Максим со злостью выключил сеанс связи и начал в раздражении ходить из угла в угол своей студии, периодически затягиваясь сигаретой, но она быстро разрядилась. Максим чертыхнулся, кинул источник никотина на зарядник и вышел на балкон. Небольшой ветерок обдал его зимним морозцем. Максим посмотрел на серую стену панельного дома напротив, потом вниз на пустой двор, по которому дефилировал автоматический снегоуборщик.

– Высшей ценностью в нашем обществе является жизнь! – пробормотал он со злостью. – А разве это жизнь? Это же биологическое существование, а не жизнь.

Используя стоявший рядом табурет, он резво забрался на балконные перила и замер, словно акробат балансируя на них. Какое-то время заворожённо смотрел вниз, а затем набрал полные лёгкие воздуха и, приготовившись к шагу вперёд, запел приятным баритоном:

Позабыв свою робость,

Погиб, не умирая.

Снова падая в пропасть,

Ничего не теряю.


ПЬЯНАЯ


Внимание троих ожидавших зимним утром 742-й автобус привлекла приближающаяся неровной походкой молодая девушка в ярко-красном пуховике и белой вязанной шапочке.
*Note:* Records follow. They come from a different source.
PR #336, opened 2022-02-23
[hardknott] Create niacctbase-sudo and move to recipes-ni

amstewart:
While working the sudo conffiles issue in [Task 1856146](https://dev.azure.com/ni/DevCentral/_workitems/edit/1856146), I noticed that we have a sudo.bbappend which applies some NI-specific logic directly into `/etc/sudoers`. It's weird because (a) the sudo.bbappend contains information about accounts from `niacctbase`, which sudo otherwise shouldn't care about. And (b) injecting rules directly into `/etc/sudoers` should be avoided where we could more easily distribute an `/etc/sudoers.d/` run-parts file.

So this PR:
* moves the NI-specific (non `nilrtdiskcrypt`) logic into a new subpackage called `niacctbase-sudo`. (look at the first commit to see the diff)
    * `niacctbase` recommends `niacctbase-sudo`, and `-sudo` in turn depends on `niacctbase` and `sudo`.
    * `/etc/sudoers.d/niacctbase` (the run-parts file) is a CONFFILE of `niacctbase-sudo`.
* moves the `niacctbase` recipe from `recipes-core` into `recipes-ni`, since it is very much an NI recipe.

# Testing
* Rebuilt the affected files and confirmed on a new hardknott safemode VM:
    * `niacctbase-sudo` is installed by default (via the recommends :+1:
    * `niacctbase-sudo` installs and owns the `/etc/sudoers.d/niacctbase` file.
    * The rules in the sudoers file seem to be applied correctly

@ni/rtos ; is there any objection to creating this subpackage?


recipes-extended/sudo/sudo_%.bbappend
```diff
@@ -1,14 +1,10 @@
 do_install_append() {
 	# only for nilrt and nilrt-xfce
 	if ${@oe.utils.conditional('DISTRO', 'nilrt-nxg', 'false', 'true', d)}; then
-		echo >>"${D}${sysconfdir}/sudoers" ""
-		echo >>"${D}${sysconfdir}/sudoers" "admin ALL=(ALL) NOPASSWD: ALL"
 		echo >>"${D}${sysconfdir}/sudoers" ""
 		echo >>"${D}${sysconfdir}/sudoers" "User_Alias TPM_QUOTERS = lvuser, webserv"
 		echo >>"${D}${sysconfdir}/sudoers" "TPM_QUOTERS ALL=(#0:#0) NOPASSWD: /usr/sbin/nilrtdiskcrypt_quote -d"
 		echo >>"${D}${sysconfdir}/sudoers" "TPM_QUOTERS ALL=(#0:#0) NOPASSWD: /usr/sbin/nilrtdiskcrypt_quote -j"
 		echo >>"${D}${sysconfdir}/sudoers" "TPM_QUOTERS ALL=(#0:#0) NOPASSWD: /usr/sbin/nilrtdiskcrypt_quote -j -q 0x[0-9a-fA-F][0-9a-fA-F][0-9a-fA-F][0-9a-fA-F][0-9a-fA-F][0-9a-fA-F][0-9a-fA-F][0-9a-fA-F]"
```
amstewart, line 8: NOTE: I didn't bother doing anything with these rules, because we're planning to deprecate `nilrtdiskcrypt` in the near future.

recipes-ni/niacctbase/niacctbase/sudoers
```diff
@@ -0,0 +1,6 @@
+
+# Allow the admin user (UID 0) to invoke sudo without a password
+admin ALL=(ALL) NOPASSWD: ALL
+
+# Allow lvuser to modify the opkg state without a password
+lvuser ALL=(#0:#0) NOPASSWD: /usr/bin/opkg info *
```
amstewart, line 6: NOTE: I'm not actually sure this rule is needed, now that opkg will allow unpriviledged users to perform read-only operations. But it isn't worth the effort at the moment for me to track down this requirement.

amstewart:
```bash
(safemode) admin@NI-cRIO-903x-VM-c318a270:~# opkg files niacctbase-sudo
Package niacctbase-sudo (1.0-r0.1411) is installed on root and has the following files:
/etc/sudoers.d/niacctbase
(safemode) admin@NI-cRIO-903x-VM-c318a270:~# opkg info niacctbase-sudo
Package: niacctbase-sudo
Version: 1.0-r0.1411
Depends: niacctbase, sudo-lib
Recommends: niacctbase-lic
Status: install ok installed
Architecture: all
Conffiles:
 /etc/sudoers.d/niacctbase d41ecc990158c786d0383dd6bca6c379
Installed-Size: 206
Installed-Time: 1645575442
```

recipes-core/niacctbase/niacctbase.bb
```diff
@@ -27,17 +28,19 @@ GROUPADD_PARAM_${PN} = " --system ${LVRT_GROUP}; \
...
 
 # add parameter -m if you want home directories created with default files (.profile, .bashrc)
-USERADD_PARAM_${PN} = " -m -N -g ${LVRT_GROUP} -G network,niwscerts,plugdev,tty,video -c 'LabVIEW user' ${LVRT_USER}; \
-		-N -g openvpn -G network -c 'OpenVPN' -r openvpn; \
-		${@oe.utils.conditional('DISTRO', 'nilrt-nxg', '', d.getVar('USERADD_WEBSERVICES', True), d)}"
+USERADD_PARAM_${PN} = " \
+	-m -N -g ${LVRT_GROUP} -G network,niwscerts,plugdev,tty,video -c 'LabVIEW user' ${LVRT_USER}; \
+	-N -g openvpn -G network -c 'OpenVPN' -r openvpn; \
+	${@oe.utils.conditional('DISTRO', 'nilrt-nxg', '', d.getVar('USERADD_WEBSERVICES', True), d)} \
+"
```
amstewart: Fun fact: none of these settings actually get applied, because they are overwritten by a static assignment by the `useradd-staticids` class. I presume these were added for `nilrt-nxg`, but are now vestigial.

I didn't consider it within the scope of the work that I'm doing to track this down, but hopefully someone will remember this note later.

recipes-core/niacctbase/niacctbase/sudoers
```diff
@@ -0,0 +1,6 @@
+
```
shruthi-ravi: Confirming that this file is installed to a niacctbase namespaced directory.

shruthi-ravi (approved):

recipes-core/niacctbase/niacctbase/sudoers
amstewart: On-target? It gets [installed](https://github.com/ni/meta-nilrt/pull/336/files#diff-01422a91d9db4c848e9e979398fc25e4c9620da8553ab3dd96c836b1a3f64692R51) as `/etc/sudoers.d/niacctbase` (which I confirmed in the original round of testing.)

Старуха в чёрном пальто и пуховом платке брезгливо поджала губы. Молодой армянин в спецовке уборщика устремил в сторону девушки хищный взгляд карих глаз. Полный лысоватый мужчина в длинном драповом пальто повернулся к ней всем грузным телом и даже поправил очки на носу.

Не дойдя до остановки пятнадцать метров, девушка остановилась и согнулась, держась за живот. Её начало тошнить.

– Такая молодая, а уже пьянь! – сказала старуха. – Я каждое утро их вижу, когда из дома выхожу. Сидят у подъезда ночь напролёт, пьют и гадят. И милицию уже вызывала! И в управу жаловалась! А им хоть бы что!

– Да… У нас в Армении девушки не такие, – с акцентом протянул армянин и поцокал языком. – У нас девушки так себя не ведут.

– Как преподаватель, могу сказать, – присоединился к разговору мужчина, – с каждым годом молодёжь всё хуже. Глупость, невоспитанность, развращённость. Вот на прошлой неделе поймал двоих на задней парте. Пиво пили во время лекции!

Девушка наконец выпрямилась, тем же неровным шагом подошла к остановке и села рядом со старухой.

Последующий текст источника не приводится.